El jefe del Estado Mayor del Ejército argelino, general Said Chanegriha, recibió este martes 9 de junio al almirante estadounidense George Wikoff, comandante de las Fuerzas Conjuntas de la OTAN, en una reunión destinada a aclarar la doctrina de defensa de Argelia en un contexto regional marcado por la rivalidad con Marruecos y la competencia por la influencia en el Sahel y el Mediterráneo.

Una reunión en plena escalada de tensiones

El encuentro se produce en un momento de especial tensión entre Argel y Rabat, con el frente del Sáhara Occidental enquistado y las alianzas militares en juego. La OTAN mantiene una relación compleja con Argelia, que históricamente ha buscado un equilibrio entre su cooperación con el bloque atlántico y su rechazo a cualquier injerencia en sus asuntos soberanos.

Según fuentes militares argelinas, Chanegriha reiteró durante la audiencia la posición de Argelia, basada en la no alineación y el respeto a las fronteras heredadas de la descolonización, un principio que choca directamente con las aspiraciones de Marruecos sobre el Sáhara Occidental. La clarificación doctrinal busca evitar malentendidos con la OTAN, que cuenta entre sus miembros a España y Francia, países con intereses directos en la región.

Implicaciones para el flanco sur de la OTAN

La reunión tiene una lectura estratégica para España, cuya posición en el Magreb y el Mediterráneo se ve directamente afectada por la postura de Argelia. El país norteafricano es un socio energético clave y un actor indispensable en la lucha contra el terrorismo en el Sahel. Su alineamiento o distancia de la OTAN condiciona la seguridad del flanco sur de la Alianza.

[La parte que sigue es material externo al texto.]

PR #1068, opened 2022-09-16
Prot Pal Updates

psiven:
Updates for Prot Pal glyphs, talents, stats, presets, and implementation of standard 969 rotation.


sim/paladin/avengers_shield.go
```diff
@@ -31,14 +31,18 @@ func (paladin *Paladin) registerAvengersShieldSpell() {
 				damage := 1100.0 + deltaDamage*sim.RandomFloat("Damage Roll")
 				damage += hitEffect.SpellPower(spell.Unit, spell) * scaling.SP
 				damage += hitEffect.MeleeAttackPower(spell.Unit) * scaling.AP
+				damage *= core.TernaryFloat64(paladin.HasMajorGlyph(41101), 2, 1)
```
rosenrusinov, line 34: This doesnt have to be a dynamic multiplier as it never changes. Cache the value of HasMajorGlyph so you can reuse it in the next call and move this multiplir to the SpellEffect.DamageMultiplier

sim/paladin/protection/rotation.go
```diff
@@ -30,65 +30,56 @@ func (prot *ProtectionPaladin) customRotation(sim *core.Simulation) {
...
-			case int32(proto.ProtectionPaladin_Rotation_HammerOfTheRighteous):
-				if prot.HammerOfTheRighteous.IsReady(sim) {
-					prot.HammerOfTheRighteous.Cast(sim, target)
-					break rotationLoop
-				}
-			}
-		}
+	//rotationLoop:
+	
+		if prot.HasMajorGlyph(41101) && prot.AvengersShield.IsReady(sim) {
```
rosenrusinov, line 35: HasMajorGlyph should be cached at initialization of the sim and then re-used in rotation code for optimisation reasons

psiven: I think this is cleanly implemented now. Thanks

sim/paladin/avengers_shield.go
```diff
@@ -9,9 +9,10 @@ import (
 
 func (paladin *Paladin) registerAvengersShieldSpell() {
 	baseCost := paladin.BaseMana * 0.26
-
 	baseModifiers := Multiplicative{}
 	baseMultiplier := baseModifiers.Get()
+	numHits := int32(1)
+        glyphedSingleTargetAS := paladin.HasMajorGlyph(41101)
```
rosenrusinov, line 15: You should use the constants that are generated from proto for glyphs instead of a magic number

sim/paladin/protection/presets.go
```diff
@@ -60,115 +70,31 @@ var FullIndividualBuffs = &proto.IndividualBuffs{
...
+    SunderArmor: true,
+    Vindication: true,
+    ThunderClap: proto.TristateEffect_TristateEffectImproved,
+    InsectSwarm: true,
 }
 
 var P1Gear = items.EquipmentSpecFromJsonString(`{"items": [
 ]}`)
 var Phase4Gear = items.EquipmentSpecFromJsonString(`{"items": [
-	{
```
jimmyt857, line 81: Deleting this gear makes sense since it's from TBC, but shouldn't it be replaced with a new set?

Removing this preset and only using the P1Gear would be fine too. In case you haven't figured it out yet, everything in this file is used *only* for the unit tests.

sim/paladin/protection/rotation.go
```diff
@@ -30,65 +30,56 @@ func (prot *ProtectionPaladin) customRotation(sim *core.Simulation) {
...
-					break rotationLoop
-				}
-			}
-		}
+	//rotationLoop:
+	
+		if isExecutePhase && prot.HammerOfWrath.IsReady(sim) {
+			// Always cast HoW if ready
+			prot.HammerOfWrath.Cast(sim, target)
+		} else
```
jimmyt857, line 38: Would you mind being consistent with the rest of our code, and keeping the `else` and `if` pieces on the same line?

sim/paladin/protection/rotation.go
```diff
@@ -30,65 +30,56 @@ func (prot *ProtectionPaladin) customRotation(sim *core.Simulation) {
...
-			case int32(proto.ProtectionPaladin_Rotation_HammerOfTheRighteous):
-				if prot.HammerOfTheRighteous.IsReady(sim) {
-					prot.HammerOfTheRighteous.Cast(sim, target)
-					break rotationLoop
-				}
-			}
-		}
+	//rotationLoop:
+	
+		if isExecutePhase && prot.HammerOfWrath.IsReady(sim) {
```
jimmyt857, line 35: I think the indentation might not be correct here. You can run `make fmt` to fix this automatically.

sim/paladin/protection/presets.go
psiven: I definitely had not figured that out... Thank you.

sim/paladin/protection/rotation.go
psiven: Done

sim/paladin/protection/rotation.go
psiven: I think I cleaned this up, but did not commit make fmt as this touched a LOT more...

rosenrusinov:
You need to sort your conflicts before we can approve this @psiven

psiven:
I believe this should resolve the AS conflict and test results.

PR #1089, opened 2022-09-18
Updated DS code to properly account for DE

dbyena:
Drain soul was not increasing dps by 12% with DE, so updated multiplier to account for DE


dbyena:
Current implementation was intended

PR #1117, opened 2022-09-21
Prot Pal Updates

psiven:
Additions:
- New Prot Pal presets for Preraid and P1 Raid, P1 default to match standard
- Reintroduced customizable rotation, options are now functional

Fixes:
- Holy Shield still had TBC threat bonus modifier
- Touched by the Light was granting 160% STR as SP instead of 60%
- Reckoning was proccing off avoided swings, also needed a ProcMask assigned due to recent changes
- Precision to Gloves enchant was also granting the Wisdom to Cloak threat reduction effect because they share an id


sim/paladin/talents.go
```diff
@@ -195,7 +195,7 @@ func (paladin *Paladin) applyReckoning() {
 				ActionID:    actionID,
 				SpellSchool: core.SpellSchoolPhysical,
 				Flags:       core.SpellFlagMeleeMetrics,
-
+				ProcMask:    core.ProcMaskMeleeMH,
```
jimmyt857, line 198: For consistency, can we put `ProcMask` after `SpellSchool` and before `Flags` like everywhere else?

ui/protection_paladin/presets.ts
```diff
@@ -74,8 +76,8 @@ export const DefaultConsumes = Consumes.create({
 	prepopPotion:  Potions.IndestructiblePotion,
 });
 
-export const P1_PRESET = {
-	name: 'P1 Preset',
+export const P0_PRESET = {
```
jimmyt857, line 79: Name this variable `PRERAID_PRESET` for consistency.

PR #1138, opened 2022-09-22
Remove school-specific spell power from stats

jimmyt857:


jimmyt857:
Note that we still support these schools, but not as stats. Instead, they are handled as +BonusSpellPower on each individual spell with the matching school type.

jimmyt857:
This PR is ~3% performance improvement, measured based on the enhance shaman sim.

PR #1226, opened 2022-10-07
Implement Avoidance Diminishing Returns

psiven:
Implement diminishing returns mechanic for avoidance (dodge/parry/miss) based on coefficients previously published by Itank; example reference here: https://github.com/Itank84/itankadin/wiki/Diminishing-Returns-on-Avoidance

- BaseDodge and BaseParry implemented as Pseudostats to handle base values and talents which are not modified by diminishing returns
- Dodge and Parry stats continue to reflect raw rating, including STR/AGI conversions as appropriate, which is true to how DR treats them as a lump sum to be diminished
- Dodge and Parry talents (Deflection, Anticipation, Feral Swiftness) moved from the latter to the former
- DK Tanks now properly have Parry enabled
- DK Spell Deflection includes Parry DR
- Moved 5% base parry from the Target AttackTable (now applies the level penalty only) to War/Pal/DK BaseParry

Did NOT touch:
- Frigid Dreadplate, which is already in the unaffected category (and possibly should not work vs bosses?)
- The left-side stats UI, which is already iffy for displaying these stats and will still need some love
- Attack table caching; this is all done live in the spell outcome calcs.

### DIFF
--- a/sim/core/avoid_dr.go
+++ b/sim/core/avoid_dr.go
@@ -22,7 +22,7 @@ const Diminish_kCm_Nondruid = (Diminish_k_Nondruid * Diminish_Cm)
 // Non-diminishing sources are added separately in spell outcome funcs
 
 
-func (unit *Unit) getDiminishedDodgeChance() (float64) {
+func (unit *Unit) GetDiminishedDodgeChance() (float64) {
 	
 	// undiminished Dodge % = D
 	// diminished Dodge % = (D * Cd)/((k*Cd) + D)
@@ -31,14 +31,14 @@ func (unit *Unit) getDiminishedDodgeChance() (float64) {
 		unit.stats[stats.Dodge]/DodgeRatingPerDodgeChance/100 +
 		unit.stats[stats.Defense]*DefenseRatingToChanceReduction
 		
-	if !unit.PseudoStats.CanParry {
-		return (dodgeChance * Diminish_Cd_Druid) / (Diminish_kCd_Druid + dodgeChance)
-	} else {
+	if unit.PseudoStats.CanParry {
 		return (dodgeChance * Diminish_Cd_Nondruid) / (Diminish_kCd_Nondruid + dodgeChance)
+	} else {
+		return (dodgeChance * Diminish_Cd_Druid) / (Diminish_kCd_Druid + dodgeChance)
 	}
 }
 
-func (unit *Unit) getDiminishedParryChance() (float64) {
+func (unit *Unit) GetDiminishedParryChance() (float64) {
 	
 	// undiminished Parry % = P
 	// diminished Parry % = (P * Cp)/((k*Cp) + P)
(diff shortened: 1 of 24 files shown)


JooperGH (approved):

sim/core/avoid_dr.go
```diff
@@ -0,0 +1,67 @@
...
+func (unit *Unit) getDiminishedDodgeChance() (float64) {
+	
+	// undiminished Dodge % = D
+	// diminished Dodge % = (D * Cd)/((k*Cd) + D)
+
+	dodgeChance := 
+		unit.stats[stats.Dodge]/DodgeRatingPerDodgeChance/100 +
+		unit.stats[stats.Defense]*DefenseRatingToChanceReduction
+		
+	if !unit.PseudoStats.CanParry {
```
jimmyt857, line 34: When otherwise irrelevant, boolean conditions like this are more readable without the negation. So just do `if unit.PseudoStats.CanParry` and flip the conditions.

Same comment for below.

sim/deathknight/talents_blood.go
```diff
@@ -97,7 +97,7 @@ func (dk *Deathknight) applySpellDeflection() {
 
 	dk.AddDynamicDamageTakenModifier(func(sim *core.Simulation, spell *core.Spell, spellEffect *core.SpellEffect) {
 		if spell.ProcMask.Matches(core.ProcMaskSpellDamage) {
-			procChance := dk.GetStat(stats.Parry) / core.ParryRatingPerParryChance
+			procChance := dk.GetStat(stats.Parry) / core.ParryRatingPerParryChance + dk.PseudoStats.BaseParry
```
jimmyt857, line 100: Should this make use of `getDiminishedParryChance`?

sim/druid/forms.go
```diff
@@ -78,7 +78,9 @@ func (druid *Druid) applyFeralShift(sim *core.Simulation, enter_form bool) {
 		}
 	}
 	druid.AddStatDynamic(sim, stats.MeleeCrit, pos*float64(druid.Talents.SharpenedClaws)*2*core.CritRatingPerCritChance)
-	druid.AddStatDynamic(sim, stats.Dodge, pos*core.DodgeRatingPerDodgeChance*2*float64(druid.Talents.FeralSwiftness))
+	//druid.AddStatDynamic(sim, stats.Dodge, pos*core.DodgeRatingPerDodgeChance*2*float64(druid.Talents.FeralSwiftness))
```
jimmyt857, line 81: Delete this old line

sim/warrior/talents.go
```diff
@@ -9,10 +9,10 @@ import (
 )
 
 func (warrior *Warrior) ApplyTalents() {
-	warrior.AddStat(stats.Parry, core.ParryRatingPerParryChance*1*float64(warrior.Talents.Deflection))
 	warrior.AddStat(stats.MeleeCrit, core.CritRatingPerCritChance*1*float64(warrior.Talents.Cruelty))
 	warrior.AddStat(stats.MeleeHit, core.MeleeHitRatingPerHitChance*1*float64(warrior.Talents.Precision))
-	warrior.AddStat(stats.Dodge, core.DodgeRatingPerDodgeChance*1*float64(warrior.Talents.Anticipation))
+	warrior.PseudoStats.BaseDodge += 0.01*float64(warrior.Talents.Anticipation)
```
jimmyt857, line 14: Let's move these lines down 1 more so that all the `warrior.AddStat` calls are kept together.

PR #1236, opened 2022-10-08
Warrior: bugfix T10 4 set proccing on non SD / BloodSurge proc

TheGroxEmpire:


sim/warrior/talents.go
```diff
@@ -591,6 +602,12 @@ func (warrior *Warrior) applySuddenDeath() {
 				if warrior.SuddenDeathAura.GetStacks() <= 1 {
 					warrior.SuddenDeathAura.SetStacks(sim, 1)
 				}
+				if sim.RandomFloat("T10 4 set") < 0.2 && Ymirjar4Set {
```
jimmyt857, line 605: The set bonus check should go first, so you don't call `RandomFloat` unless necessary. RNG is very expensive to calculate

TheGroxEmpire: Good to know, changed in [e29b9e7](https://github.com/wowsims/wotlk/pull/1236/commits/e29b9e7831c74232f03e4af8b4c3a52e066a4807)

PR #1270, opened 2022-10-11
Vigo/various updates

vigo2:
[core] SpellFlagIgnoreModifiers no longer includes SpellFlagIgnoreResists; removed SpellFlagIgnoreResists from various spells
[core] BonusPhysicalDamageTaken is now applied before all damage taken modifiers; added TargetDamageMultiplier(), the counterpart of AttackerDamageMultiplier()
[core] simplified various OutcomeApplier factories
[core] removed unused PseudoStats.DiseaseDamageDealtMultiplier
[core] added AttackTable.DamageTakenMultiplier, and used DamageDealtMultiplier as a TargetDamageMultiplier (e.g. for dot snapshotting)
[deathknight] damage multipliers now stack multiplicatively
[deathknight] scourge strike's shadow damage and wandering plague are now properly scaling from shadow damage multipliers
[druid] the feral tests were using 5/3 predatory instincts, so most results are substantially lower
[druid] brambles now affects treant damage ;)
[druid] genesis now adds its bonus additively
[hunter] fixed black arrow scaling (2.3% instead of 2% per tick)
[mage] Ignite now has partial resists
[rogue] poisons now have ProcMaskSpellDamage; Black Magic users rejoice
[rogue] fixed Backstab and Hemorrhage damage calculations; Sinister Calling affects them both multiplicatively now
[rogue] Shiv and the poison it applies now can't crit
[warlock] Chaos Bolt now has partial resists
[warrior, rogue] Sweeping Strikes and Blade Flurry use SpellFlagIgnoreAttackerModifiers now

### DIFF
--- a/sim/core/target.go
+++ b/sim/core/target.go
@@ -204,7 +204,6 @@ func (target *Target) GetMetricsProto(numIterations int32) *proto.UnitMetrics {
 }
 
 // Holds cached values for outcome/damage calculations, for a specific attacker+defender pair.
-//
 // These are updated dynamically when attacker or defender stats change.
 type AttackTable struct {
 	Attacker *Unit
@@ -228,8 +227,9 @@ type AttackTable struct {
 	PartialResistShadowThresholds Thresholds
 
 	DamageDealtMultiplier               float64
-	NatureDamageDealtMultiplier         float64
-	PeriodicShadowDamageDealtMultiplier float64
+	DamageTakenMultiplier               float64
+	NatureDamageTakenMultiplier         float64
+	PeriodicShadowDamageTakenMultiplier float64
 	HealingDealtMultiplier              float64
 }
 
@@ -239,8 +239,9 @@ func NewAttackTable(attacker *Unit, defender *Unit) *AttackTable {
 		Defender: defender,
 
 		DamageDealtMultiplier:               1,
-		NatureDamageDealtMultiplier:         1,
-		PeriodicShadowDamageDealtMultiplier: 1,
+		DamageTakenMultiplier:               1,
+		NatureDamageTakenMultiplier:         1,
+		PeriodicShadowDamageTakenMultiplier: 1,
 		HealingDealtMultiplier:              1,
 	}
 
--- a/sim/druid/insect_swarm.go
+++ b/sim/druid/insect_swarm.go
@@ -29,10 +29,10 @@ func (druid *Druid) registerInsectSwarmSpell() {
 			},
 		},
 
-		DamageMultiplier: 1 *
-			druid.TalentsBonuses.genesisMultiplier *
-			(1 + core.TernaryFloat64(druid.SetBonuses.balance_t7_2, 0.1, 0) +
-				core.TernaryFloat64(druid.HasMajorGlyph(proto.DruidMajorGlyph_GlyphOfInsectSwarm), 0.3, 0)),
+		DamageMultiplier: 1 +
+			druid.talentBonuses.genesis +
+			core.TernaryFloat64(druid.setBonuses.balance_t7_2, 0.1, 0) +
+			core.TernaryFloat64(druid.HasMajorGlyph(proto.DruidMajorGlyph_GlyphOfInsectSwarm), 0.3, 0),
 		ThreatMultiplier: 1,
 
 		ApplyEffects: core.ApplyEffectFuncDirectDamage(core.SpellEffect{
@@ -60,14 +60,14 @@ func (druid *Druid) registerInsectSwarmSpell() {
 				druid.Wrath.DamageMultiplier /= 1 + 0.01*float64(druid.Talents.ImprovedInsectSwarm)
 			},
 		}),
-		NumberOfTicks: 6 + druid.TalentsBonuses.naturesSplendorTick,
+		NumberOfTicks: 6 + druid.talentBonuses.naturesSplendor,
 		TickLength:    time.Second * 2,
 		TickEffects: core.TickFuncSnapshot(target, core.SpellEffect{
 			IsPeriodic:     true,
 			BaseDamage:     core.BaseDamageConfigMagicNoRoll(215, 0.2),
 			OutcomeApplier: druid.OutcomeFuncTick(),
 			OnPeriodicDamageDealt: func(sim *core.Simulation, spell *core.Spell, spellEffect *core.SpellEffect) {
-				if sim.RandomFloat("Elune's Wrath proc") > (1-0.08) && druid.SetBonuses.balance_t8_4 {
+				if sim.RandomFloat("Elune's Wrath proc") > (1-0.08) && druid.setBonuses.balance_t8_4 {
 					tierProc := druid.GetOrRegisterAura(core.Aura{
 						Label:    "Elune's Wrath",
 						ActionID: core.ActionID{SpellID: 64823},
--- a/sim/druid/moonfire.go
+++ b/sim/druid/moonfire.go
@@ -19,7 +19,7 @@ func (druid *Druid) registerMoonfireSpell() {
 
 	// T9-2P
 	dotOutcomeApplier := druid.OutcomeFuncTick()
-	if druid.SetBonuses.balance_t9_2 {
+	if druid.setBonuses.balance_t9_2 {
 		dotOutcomeApplier = druid.OutcomeFuncMagicHitAndCrit()
 	}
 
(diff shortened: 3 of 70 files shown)


sim/core/target.go
```diff
@@ -228,8 +227,9 @@ type AttackTable struct {
 	PartialResistShadowThresholds Thresholds
 
 	DamageDealtMultiplier               float64
-	NatureDamageDealtMultiplier         float64
-	PeriodicShadowDamageDealtMultiplier float64
+	DamageTakenMultiplier               float64
```
jimmyt857, line 230: Having `XXXTakenMultiplier` (as opposed to `XXXDealtMultiplier`) doesn't make sense on an `AttackTable`, because the table is inherently mono-directional, i.e. is only used with a particular attacker and particular defender.

sim/druid/insect_swarm.go
```diff
@@ -29,10 +29,10 @@ func (druid *Druid) registerInsectSwarmSpell() {
 			},
 		},
 
-		DamageMultiplier: 1 *
-			druid.TalentsBonuses.genesisMultiplier *
-			(1 + core.TernaryFloat64(druid.SetBonuses.balance_t7_2, 0.1, 0) +
-				core.TernaryFloat64(druid.HasMajorGlyph(proto.DruidMajorGlyph_GlyphOfInsectSwarm), 0.3, 0)),
+		DamageMultiplier: 1 +
```
jimmyt857, line 32: There is now a alternative `DamageMultiplierAdditive` on spells which can be used instead if you want. Since all of these are additive it wont make a difference, UNLESS there is some other effect which dynamically modifies either `spell.DamageMultiplier` or `spell.DamageMultiplierAdditive`.

sim/druid/moonfire.go
```diff
@@ -68,13 +67,13 @@ func (druid *Druid) registerMoonfireSpell() {
 			SpellSchool: core.SpellSchoolArcane,
 			ProcMask:    core.ProcMaskSpellDamage,
 
-			DamageMultiplierAdditive: 1 +
+			DamageMultiplier: 1 +
```
jimmyt857, line 70: Any particular reason to use the non-additive version here?

sim/hunter/black_arrow.go
```diff
@@ -60,19 +60,19 @@ func (hunter *Hunter) registerBlackArrowSpell(timer *core.Timer) {
...
 		}),
 		NumberOfTicks: 5,
 		TickLength:    time.Second * 3,
 		TickEffects: core.TickFuncSnapshot(target, core.SpellEffect{
 			IsPeriodic: true,
-
+			// scales slightly better (11.5%) than the tooltip implies (10%), but isn't affected by Hunter's Mark
 			BaseDamage: core.BuildBaseDamageConfig(func(sim *core.Simulation, spellEffect *core.SpellEffect, spell *core.Spell) float64 {
-				return 553 + 0.02*spell.RangedAttackPower(spellEffect.Target)
+				return 553 + 0.023*(spell.Unit.GetStat(stats.RangedAttackPower)+spell.Unit.PseudoStats.MobTypeAttackPower)
```
jimmyt857, line 75: You might want to mention this to Sixx in the hunter discord.

sim/hunter/serpent_sting.go
```diff
@@ -59,7 +59,7 @@ func (hunter *Hunter) registerSerpentStingSpell() {
 			Tag:      "SerpentSting",
 			ActionID: actionID,
 			OnGain: func(aura *core.Aura, sim *core.Simulation) {
-				hunter.AttackTables[aura.Unit.UnitIndex].DamageDealtMultiplier *= noxiousStingsMultiplier
+				hunter.AttackTables[aura.Unit.UnitIndex].DamageTakenMultiplier *= noxiousStingsMultiplier
```
jimmyt857, line 62: Repeating from an earlier comment, but I don't think this change should be necessary. The fact that we're retrieving the specific attack table already implies a attacker --> defender relationship, so there only needs to be 1 damage multiplier value.

sim/hunter/talents.go
```diff
@@ -262,7 +262,7 @@ func (hunter *Hunter) applyPiercingShots() {
 		ActionID:    actionID,
 		SpellSchool: core.SpellSchoolPhysical,
 		ProcMask:    core.ProcMaskEmpty,
-		Flags:       core.SpellFlagNoOnCastComplete | core.SpellFlagIgnoreModifiers,
+		Flags:       core.SpellFlagNoOnCastComplete | core.SpellFlagIgnoreModifiers | core.SpellFlagIgnoreResists,
```
jimmyt857, line 265: I believe `SpellFlagIgnoreModifiers` already includes `SpellFlagIgnoreResists`.

sim/rogue/backstab.go
```diff
@@ -31,19 +31,19 @@ func (rogue *Rogue) registerBackstabSpell() {
 		BonusCritRating: core.TernaryFloat64(rogue.HasSetBonus(ItemSetVanCleefs, 4), 5*core.CritRatingPerCritChance, 0) +
 			10*core.CritRatingPerCritChance*float64(rogue.Talents.PuncturingWounds),
 		// All of these use "Apply Aura: Modifies Damage/Healing Done", and stack additively (up to 142%).
-		DamageMultiplierAdditive: 1 +
+		DamageMultiplier: 1.5 * (1 +
```
jimmyt857, line 34: Again, why not use the additive field here?

sim/core/target.go
vigo2: The XXXDealtMultipliers are all used in applyTargetModifiers(), so they were acting like XXXTakenMultipliers to start with. I think they were introduced for Black Arrow and Noxious Sting, which both act like "Mod Damage Taken" multipliers (they apply to ticking DoTs), and have then been extended to Crusade or Improved Tracking: those, however, are "Mod Damage Done" effects, only applying to DoT snapshotting.

sim/druid/insect_swarm.go
vigo2: I'd rather remove that alternative multiplier alltogether, the only actual use case is for hunters, and they could simply handle it locally. More options = more ways of using them wrongly.

sim/druid/moonfire.go
vigo2: See above.

sim/hunter/serpent_sting.go
vigo2: See above: taken and dealt multipliers work differently, mostly wrt DoTs

sim/hunter/talents.go
vigo2: Nope. It's basically used for spells that snapshot other spells' damage (e.g. Blade Flurry, Sweeping Strikes, Necrosis), to prevent double dipping. SpellFlagIgnoreResists is now effectively a "SpellFlagBleeding", since there are no spells without (level-based) partial resists anymore.

sim/rogue/backstab.go
vigo2: Simplicity.

sim/core/target.go
jimmyt857: Ahh ok, that makes sense then, thank you.

sim/druid/insect_swarm.go
jimmyt857: Full agree that fewer options is better, but it can't be done for hunter locally without being a mess; hunters have some dynamic effects that need to stack additively with the other effects in `DamageMultiplierAdditive`.

I'm pretty sure warlocks are going to need it also, once I clean up their code.

But we can let this be for now. If you really want to remove it, it can be discussed in a separate PR.

sim/hunter/talents.go
jimmyt857: No haha, I mean this change is literally redundant: https://github.com/wowsims/wotlk/blob/8e734157beac1a64c1eb08b991d3ec39ea4f1c4e/sim/core/flags.go#L194

sim/core/target.go
vigo2: Yes, I'll add this in the next PR.

sim/hunter/talents.go
vigo2: I think it's for the bleed effect, will take a look.

sim/core/target.go
jimmyt857: This isn't the type of thing to do in the next PR; I'm just asking for a comment.

sim/hunter/talents.go
jimmyt857: There are other effects which ignore resists. A good example would be mage Ignite and hunter Piercing Shots; these ignore resistances so that they don't double-dip on the resistance calculation.

PR #1278, opened 2022-10-12
Sparse-updates

vigo2:
[common] Icebreaker is now using 4 ppm, as per testing; Icebreaker and Rune of Razorice both updated to ProcMaskSpellDamage (they both proc Black Magic)
[core] sprinkled some comments
[warrior] reduced Sweeping Strike charges to 5, as per sad reality

Testing Icebreaker (using two 2.7 speed weapons):
https://classic.warcraftlogs.com/reports/vZwNHJf8c1mr9gGd

Icebreaker into Black Magic:
Screenshot 2022-10-12 at 23 54 37

Rune of Razorice into Black Magic:
Screenshot 2022-10-12 at 23 40 18

### DIFF
--- a/sim/common/wotlk/enchant_effects.go
+++ b/sim/common/wotlk/enchant_effects.go
@@ -65,12 +65,12 @@ func init() {
 			return
 		}
 		procMask := core.GetMeleeProcMaskForHands(mh, oh)
-		ppmm := character.AutoAttacks.NewPPMManager(7.0, procMask)
+		ppmm := character.AutoAttacks.NewPPMManager(4.0, procMask)
 
 		procSpell := character.RegisterSpell(core.SpellConfig{
 			ActionID:    core.ActionID{SpellID: 44525},
 			SpellSchool: core.SpellSchoolFire,
-			ProcMask:    core.ProcMaskEmpty,
+			ProcMask:    core.ProcMaskSpellDamage,
 
 			DamageMultiplier: 1,
 			CritMultiplier:   character.DefaultSpellCritMultiplier(),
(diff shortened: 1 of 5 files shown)


TheGroxEmpire (approved):
Nice catch on the sweeping strikes charge. Warrior stuff LGTM.

sim/common/wotlk/enchant_effects.go
```diff
@@ -269,7 +269,7 @@ func init() {
 		w.BaseDamageMax += 15
 	})
 
-	core.NewItemEffect(54998, func(agent core.Agent) {
+	core.NewItemEffect(41091, func(agent core.Agent) {
```
jimmyt857, line 272: This ID needs to match the value here: https://github.com/wowsims/wotlk/blob/8e734157beac1a64c1eb08b991d3ec39ea4f1c4e/sim/core/items/all_enchants.go#L104

So this would break the effect.

Also, seems like the ID was already correct to me: https://www.wowhead.com/wotlk/spell=54998/hand-mounted-pyro-rocket

sim/core/target.go
```diff
@@ -226,8 +226,10 @@ type AttackTable struct {
 	PartialResistNatureThresholds Thresholds
 	PartialResistShadowThresholds Thresholds
 
-	DamageDealtMultiplier               float64
-	DamageTakenMultiplier               float64
+	// These damage multipliers are used if they apply to a specific attacker-defender pair only,
+	//  e.g. Stormstrike increases the caster's damage vs the debuffed mob, but noone else is affected.
```
jimmyt857, line 230: This whole `AttackTable` applies to a specific attacker-defender pair, so that part is irrelevant. Comment can say something like, `DamageDealt fields are applied as part of AttackerMultiplier(), and DamageTaken fields are applied in TargetMultiplier().`.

Argelia ha expresado en los últimos meses su malestar por el giro de la política exterior española respecto al Sáhara Occidental, tras el apoyo de Madrid al plan de autonomía marroquí. Este contexto ha enfriado las relaciones bilaterales y sitúa a España como un actor directamente concernido por el resultado de las conversaciones entre el mando argelino y la OTAN.